PR #835, opened 2021-03-06
feat(styles): add cx style helper

connor-baer:
Addresses #534.

## Purpose

In the next Circuit UI Web release, we'll be promoting the existing and new style mixins. They make it easy to apply common styles to components by passing them to Emotion's `css` prop: 

```tsx
<div css={spacing({ bottom: 'mega' })} />
```

Passing multiple mixins at once can look quite verbose though:

```tsx
<div css={(theme) => [spacing({ bottom: 'mega' }, theme), shadowSingle(theme)]} />
```

The `cx` helper makes this cleaner. It is modeled after the [`classNames`](https://github.com/JedWatson/classnames) package and [Emotion's (removed) `cx`](https://5bb1495273f2cf57a2cf39cc--emotion.netlify.app/docs/cx) helper.

## Approach and changes

The `cx` function accepts an arbitrary number of style functions and iterates over them, calling each one with the `theme`: 

```tsx
<div css={cx(spacing({ bottom: 'mega' }), shadowSingle)} />
```

Any falsy params are skipped, enabling style mixins to be used conditionally:

```tsx
<div css={cx(spacing({ bottom: 'mega' }), isActive && shadowSingle)} />
```

## Definition of done

* [x] Development completed
* [x] Reviewers assigned

### DIFF
--- a/src/styles/style-helpers.spec.tsx
+++ b/src/styles/style-helpers.spec.tsx
@@ -13,14 +13,81 @@
  * limitations under the License.
  */
 
-import { light } from '@sumup/design-tokens';
+/** @jsx jsx */
+import { jsx, css } from '@emotion/core';
+import { light, Theme } from '@sumup/design-tokens';
 
-import * as StyleHelpers from './style-helpers';
+import { create } from '../util/test-utils';
+
+import {
+  cx,
+  shadowSingle,
+  shadowDouble,
+  shadowTriple,
+  headingKilo,
+  headingMega,
+  headingGiga,
+  headingTera,
+  headingExa,
+  headingPeta,
+  headingZetta,
+  subHeadingKilo,
+  subHeadingMega,
+  textKilo,
+  textMega,
+  textGiga,
+  disableVisually,
+  hideVisually,
+  focusOutline,
+  clearfix,
+  hideScrollbar,
+  inputOutline,
+} from './style-helpers';
 
 describe('Style helpers', () => {
+  const red = (theme: Theme) => css`
+    color: ${theme.colors.r500};
+  `;
+  const green = (theme: Theme) => css`
+    color: ${theme.colors.g500};
+  `;
+
+  describe('cx', () => {
+    it('should call each style function with the theme', () => {
+      const actual = create(<div css={cx(red, green)} />);
+
+      expect(actual).toMatchInlineSnapshot(`
+        .circuit-0 {
+          color: #D23F47;
+          color: #8CC13F;
+        }
+
+        <div
+          class="circuit-0"
+        />
+      `);
+    });
+
+    it('should skip falsy style functions', () => {
+      const isGreen = false;
+
+      const actual = create(<div css={cx(red, isGreen && green)} />);
+
+      expect(actual).toMatchInlineSnapshot(`
+        .circuit-0 {
+          color: #D23F47;
+        }
+
+        <div
+          class="circuit-0"
+        />
+      `);
+    });
+  });
+
   describe('shadowSingle', () => {
     it('should match the snapshot', () => {
-      const { styles } = StyleHelpers.shadowSingle({ theme: light });
+      const { styles } = shadowSingle({ theme: light });
       expect(styles).toMatchInlineSnapshot(`
         "
             box-shadow: 0 0 0 1px rgba(12, 15, 20, 0.07),
@@ -32,7 +99,7 @@ describe('Style helpers', () => {
 
   describe('shadowDouble', () => {
     it('should match the snapshot', () => {
-      const { styles } = StyleHelpers.shadowDouble({ theme: light });
+      const { styles } = shadowDouble({ theme: light });
       expect(styles).toMatchInlineSnapshot(`
         "
             box-shadow: 0 0 0 1px rgba(12, 15, 20, 0.07),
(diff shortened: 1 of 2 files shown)


src/styles/style-helpers.ts
```diff
@@ -25,6 +25,16 @@ function isTheme(args: ThemeArgs): args is Theme {
 export const getTheme = (args: ThemeArgs): Theme =>
   isTheme(args) ? args : args.theme;
 
+type StyleFn =
+  | ((theme: Theme) => SerializedStyles)
+  | ((args: ThemeArgs) => SerializedStyles)
+  | false
+  | null
+  | undefined;
```
robinmetral, line 33: Just curious, why do we need these?

src/styles/style-helpers.ts
```diff
@@ -25,6 +25,16 @@ function isTheme(args: ThemeArgs): args is Theme {
...
+
+export const cx = (...styleFns: StyleFn[]) => (theme: Theme) =>
+  styleFns.map((styleFn) => styleFn && styleFn(theme));
```
robinmetral, line 36: We could also use something like lodash's `isFunction` here, what do you think?

src/styles/style-helpers.spec.tsx
```diff
@@ -13,14 +13,81 @@
...
+
+  describe('cx', () => {
+    it('should call each style function with the theme', () => {
+      const actual = create(<div css={cx(red, green)} />);
+
+      expect(actual).toMatchInlineSnapshot(`
+        .circuit-0 {
+          color: #D23F47;
+          color: #8CC13F;
+        }
```
robinmetral, line 63: I wonder if we should have a test with helpers that make sense to combine, like a color and a font size maybe? Just to make the example closer to reality

src/styles/style-helpers.spec.tsx
```diff
@@ -13,14 +13,81 @@
...
+        <div
+          class="circuit-0"
+        />
+      `);
+    });
+
+    it('should skip falsy style functions', () => {
+      const isGreen = false;
+
+      const actual = create(<div css={cx(red, isGreen && green)} />);
```
robinmetral, line 74: Ah, now I understand the type that accepts `false` for example. But wouldn't it help to remove it from the type so that the TS compiler gives a warning?

And what if `isGreen && green` is `true`?

robinmetral (commented):
✨

src/styles/style-helpers.ts
hleote: Yeah this looks interesting... 🤔 🙂 

It's `| ((theme: Theme) => SerializedStyles)` or `| ((args: ThemeArgs) => SerializedStyles)`... ?

src/styles/style-helpers.ts
connor-baer: I'm slowly trying to remove Circuit UI's dependency on lodash and use vanilla JS instead. The note about checking for a function is good though, at least during development. I have the same concern here as on the spacing mixin PR: this is a hot code path that needs to be optimized for performance. 

If a developer passes anything but a function or a falsy value, the function shouldn't gracefully handle that. It should throw a visible error since this is likely an oversight/bug that should be fixed.

src/styles/style-helpers.spec.tsx
connor-baer: They'd work the same way. This test simply ensures that all styles are applied, no matter what they are. The documentation will have better examples.

src/styles/style-helpers.spec.tsx
connor-baer: Why/what should the TS compiler warn about?

The point is to allow for falsy values so that styles can be conditionally applied with ease. If `isGreen` is `true`, then the `green` style function is called and its styles are added to the element.

src/styles/style-helpers.ts
connor-baer: I want to allow for falsy values so that styles can be conditionally applied with ease: 

```tsx
<div css={cx(baseStyles, condition && conditionalStyles)} />
```

The `conditionalStyles` are only applied when the `condition` is `true`.

connor-baer: @hleote Are you asking about the syntax? The pipe (`|`) indeed means "or" in TypeScript.

src/styles/style-helpers.ts
robinmetral: Makes sense!

src/styles/style-helpers.spec.tsx
robinmetral: Ah, I didn't understand that the pattern of passing expressions was an intended use case. I thought we wanted to prevent it.

But I think this makes sense! Conditional styles can be passed and they'll either be filtered out if falsy, or applied.

Someone could still potentially pass a truthy value that is not a function, but like you mentioned in https://github.com/sumup-oss/circuit-ui/pull/835#discussion_r590387101, we don't necessarily have to handle this (at least not in production).

robinmetral (approved):
Looks great 🎉 

I think for now we don't have to handle the case where an argument is not a function. If we notice that it is confusing some users, then we can add a warning in development 🙂

connor-baer:
Whoops, I forgot that I had enabled auto-merge 😬 I'll address your comments in a follow-up PR.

Exercise prompt: Retype the material above, line by line, exactly.

Written reply:
PR #835, opened 2021-03-06
feat(styles): add cx style helper

connor-baer:
Addresses #534.

## Purpose

In the next Circuit UI Web release, we'll be promoting the existing and new style mixins. They make it easy to apply common styles to components by passing them to Emotion's `css` prop: 

```tsx
<div css={spacing({ bottom: 'mega' })} />
```

Passing multiple mixins at once can look quite verbose though:

```tsx
<div css={(theme) => [spacing({ bottom: 'mega' }, theme), shadowSingle(theme)]} />
```

The `cx` helper makes this cleaner. It is modeled after the [`classNames`](https://github.com/JedWatson/classnames) package and [Emotion's (removed) `cx`](https://5bb1495273f2cf57a2cf39cc--emotion.netlify.app/docs/cx) helper.

## Approach and changes

The `cx` function accepts an arbitrary number of style functions and iterates over them, calling each one with the `theme`: 

```tsx
<div css={cx(spacing({ bottom: 'mega' }), shadowSingle)} />
```

Any falsy params are skipped, enabling style mixins to be used conditionally:

```tsx
<div css={cx(spacing({ bottom: 'mega' }), isActive && shadowSingle)} />
```

## Definition of done

* [x] Development completed
* [x] Reviewers assigned

### DIFF
--- a/src/styles/style-helpers.spec.tsx
+++ b/src/styles/style-helpers.spec.tsx
@@ -13,14 +13,81 @@
  * limitations under the License.
  */
 
-import { light } from '@sumup/design-tokens';
+/** @jsx jsx */
+import { jsx, css } from '@emotion/core';
+import { light, Theme } from '@sumup/design-tokens';
 
-import * as StyleHelpers from './style-helpers';
+import { create } from '../util/test-utils';
+
+import {
+  cx,
+  shadowSingle,
+  shadowDouble,
+  shadowTriple,
+  headingKilo,
+  headingMega,
+  headingGiga,
+  headingTera,
+  headingExa,
+  headingPeta,
+  headingZetta,
+  subHeadingKilo,
+  subHeadingMega,
+  textKilo,
+  textMega,
+  textGiga,
+  disableVisually,
+  hideVisually,
+  focusOutline,
+  clearfix,
+  hideScrollbar,
+  inputOutline,
+} from './style-helpers';
 
 describe('Style helpers', () => {
+  const red = (theme: Theme) => css`
+    color: ${theme.colors.r500};
+  `;
+  const green = (theme: Theme) => css`
+    color: ${theme.colors.g500};
+  `;
+
+  describe('cx', () => {
+    it('should call each style function with the theme', () => {
+      const actual = create(<div css={cx(red, green)} />);
+
+      expect(actual).toMatchInlineSnapshot(`
+        .circuit-0 {
+          color: #D23F47;
+          color: #8CC13F;
+        }
+
+        <div
+          class="circuit-0"
+        />
+      `);
+    });
+
+    it('should skip falsy style functions', () => {
+      const isGreen = false;
+
+      const actual = create(<div css={cx(red, isGreen && green)} />);
+
+      expect(actual).toMatchInlineSnapshot(`
+        .circuit-0 {
+          color: #D23F47;
+        }
+
+        <div
+          class="circuit-0"
+        />
+      `);
+    });
+  });
+
   describe('shadowSingle', () => {
     it('should match the snapshot', () => {
-      const { styles } = StyleHelpers.shadowSingle({ theme: light });
+      const { styles } = shadowSingle({ theme: light });
       expect(styles).toMatchInlineSnapshot(`
         "
             box-shadow: 0 0 0 1px rgba(12, 15, 20, 0.07),
@@ -32,7 +99,7 @@ describe('Style helpers', () => {
 
   describe('shadowDouble', () => {
     it('should match the snapshot', () => {
-      const { styles } = StyleHelpers.shadowDouble({ theme: light });
+      const { styles } = shadowDouble({ theme: light });
       expect(styles).toMatchInlineSnapshot(`
         "
             box-shadow: 0 0 0 1px rgba(12, 15, 20, 0.07),
(diff shortened: 1 of 2 files shown)


src/styles/style-helpers.ts
```diff
@@ -25,6 +25,16 @@ function isTheme(args: ThemeArgs): args is Theme {
 export const getTheme = (args: ThemeArgs): Theme =>
   isTheme(args) ? args : args.theme;
 
+type StyleFn =
+  | ((theme: Theme) => SerializedStyles)
+  | ((args: ThemeArgs) => SerializedStyles)
+  | false
+  | null
+  | undefined;
```
robinmetral, line 33: Just curious, why do we need these?

src/styles/style-helpers.ts
```diff
@@ -25,6 +25,16 @@ function isTheme(args: ThemeArgs): args is Theme {
...
+
+export const cx = (...styleFns: StyleFn[]) => (theme: Theme) =>
+  styleFns.map((styleFn) => styleFn && styleFn(theme));
```
robinmetral, line 36: We could also use something like lodash's `isFunction` here, what do you think?

src/styles/style-helpers.spec.tsx
```diff
@@ -13,14 +13,81 @@
...
+
+  describe('cx', () => {
+    it('should call each style function with the theme', () => {
+      const actual = create(<div css={cx(red, green)} />);
+
+      expect(actual).toMatchInlineSnapshot(`
+        .circuit-0 {
+          color: #D23F47;
+          color: #8CC13F;
+        }
```
robinmetral, line 63: I wonder if we should have a test with helpers that make sense to combine, like a color and a font size maybe? Just to make the example closer to reality

src/styles/style-helpers.spec.tsx
```diff
@@ -13,14 +13,81 @@
...
+        <div
+          class="circuit-0"
+        />
+      `);
+    });
+
+    it('should skip falsy style functions', () => {
+      const isGreen = false;
+
+      const actual = create(<div css={cx(red, isGreen && green)} />);
```
robinmetral, line 74: Ah, now I understand the type that accepts `false` for example. But wouldn't it help to remove it from the type so that the TS compiler gives a warning?

And what if `isGreen && green` is `true`?

robinmetral (commented):
✨

src/styles/style-helpers.ts
hleote: Yeah this looks interesting... 🤔 🙂 

It's `| ((theme: Theme) => SerializedStyles)` or `| ((args: ThemeArgs) => SerializedStyles)`... ?

src/styles/style-helpers.ts
connor-baer: I'm slowly trying to remove Circuit UI's dependency on lodash and use vanilla JS instead. The note about checking for a function is good though, at least during development. I have the same concern here as on the spacing mixin PR: this is a hot code path that needs to be optimized for performance. 

If a developer passes anything but a function or a falsy value, the function shouldn't gracefully handle that. It should throw a visible error since this is likely an oversight/bug that should be fixed.

src/styles/style-helpers.spec.tsx
connor-baer: They'd work the same way. This test simply ensures that all styles are applied, no matter what they are. The documentation will have better examples.

src/styles/style-helpers.spec.tsx
connor-baer: Why/what should the TS compiler warn about?

The point is to allow for falsy values so that styles can be conditionally applied with ease. If `isGreen` is `true`, then the `green` style function is called and its styles are added to the element.

src/styles/style-helpers.ts
connor-baer: I want to allow for falsy values so that styles can be conditionally applied with ease: 

```tsx
<div css={cx(baseStyles, condition && conditionalStyles)} />
```

The `conditionalStyles` are only applied when the `condition` is `true`.

connor-baer: @hleote Are you asking about the syntax? The pipe (`|`) indeed means "or" in TypeScript.

src/styles/style-helpers.ts
robinmetral: Makes sense!

src/styles/style-helpers.spec.tsx
robinmetral: Ah, I didn't understand that the pattern of passing expressions was an intended use case. I thought we wanted to prevent it.

But I think this makes sense! Conditional styles can be passed and they'll either be filtered out if falsy, or applied.

Someone could still potentially pass a truthy value that is not a function, but like you mentioned in https://github.com/sumup-oss/circuit-ui/pull/835#discussion_r590387101, we don't necessarily have to handle this (at least not in production).

robinmetral (approved):
Looks great 🎉 

I think for now we don't have to handle the case where an argument is not a function. If we notice that it is confusing some users, then we can add a warning in development 🙂

connor-baer:
Whoops, I forgot that I had enabled auto-merge 😬 I'll address your comments in a follow-up PR.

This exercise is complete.